Engendering Modern Chinese History: New Approaches to Women and Gender in Late Qing and Republican China

AHA Session 227
Saturday, January 5, 2019: 3:30 PM-5:00 PM
Salon 6 (Palmer House Hilton, Third Floor)
Chair:
Lin Li, University of Wisconsin–Madison

Session Abstract

In “Gender: A Useful Category of Historical Analysis,” Joan Scott proposes that as an analytical tool, gender is “a primary way of signifying relationships of power.” Building upon Scott, Gail Hershatter and Wang Zheng criticize the tendency to define “gender” only in relation to Western experience and argue in “Chinese History: A Useful Category of Gender Analysis” that historical studies on China can complicate our understanding of “gender.” In light of Scott, Hershatter, and Wang, this panel consists of four historical studies that approach modern China through the lens of gender while analyzing gender within the context of modern China. Although existing scholarship has paid considerable attention to political and economic aspects of modern Chinese history, approaching modern China from the perspective of gender is a nascent field yet to be explored. This panel deepens our understanding of modern China by revealing the myriad ways gender intersected with body, race, medicine, technology, imperialism, and nationalism in late Qing and Republican China (1840-1945). Furthermore, this panel engages with ongoing discussions in various fields, including gender and women’s studies, science and technology studies, visual and material culture studies, and post-colonial studies. Therefore, while this panel’s geographical focus is on China, its implications are relevant to countries around the world.
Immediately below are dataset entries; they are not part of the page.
PR #1222, opened 2023-08-18
CORE-13621 Idempotency id table definition

kyriathar:
Introduces table in vnode-vault schema which holds executed persistence requests (ids) from `PersistenceService`, to be used for deduplicating them.

runtime-os PR: [#4491](https://github.com/corda/corda-runtime-os/pull/4491)

### DIFF
--- a/data/db-schema/src/main/resources/net/corda/db/schema/vnode-vault/migration/vnode-vault-creation-v5.1.xml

Covering a diverse range of topic, this panel traces the histories of Chinese women doctors, medical discourse on the female breast, discussions of Japan’s sexual violence against Chinese women, and the visual representation of non-Han ethnic minorities. Based on hospital reports, technical writings, and photographs, Shing-ting Lin’s presentation reconstructs the daily work of Chinese women doctors in late imperial and Republican China. While existing scholarship interprets Chinese women doctors as symbols of Western imperialism or Chinese modernization, Lin offers a new analytical framework of writing a history of Chinese women doctors’ practice by highlighting the quotidian realities of their lives and work. Lin Jiao’s presentation explores medical and hygienic discourses on the female breast in Republican China. Drawing on medical journals from that period, Jiao analyzes the reasons why the practice of breast-binding was considered a health threat and received unprecedented medical concern in Republican China. Jiao further examines how medical discourses of the female breast were used to justify political and aesthetic discipline of women’s bodies. Reviewing newspaper articles and novels from the 1930s and 1940s, Lin Li’s presentation analyzes the problematic discussion of Japan’s wartime sexual violence against Chinese women. Arguing that portrayals of sexually assaulted Chinese women were Han-centric, patriarchal, and nationalist, Lin explores alternative means of understanding and telling the narrative of sexual violence against women in modern Chinese history – one that is simultaneously feminist, anti-imperial, and wary of nationalism. Lastly, Jing Zhu’s presentation investigates the visual representation of the bodies of non-Han ethnic minorities in the 1930s and 1940s. Based on photographs of ethnic minorities in the southwest borderlands produced by Chinese anthropologists, Zhu examines how ethnicity and human variation was imagined, created, and popularized through gendered discourses, illuminating the relationship between bio-politics and Chinese ethnographic photography.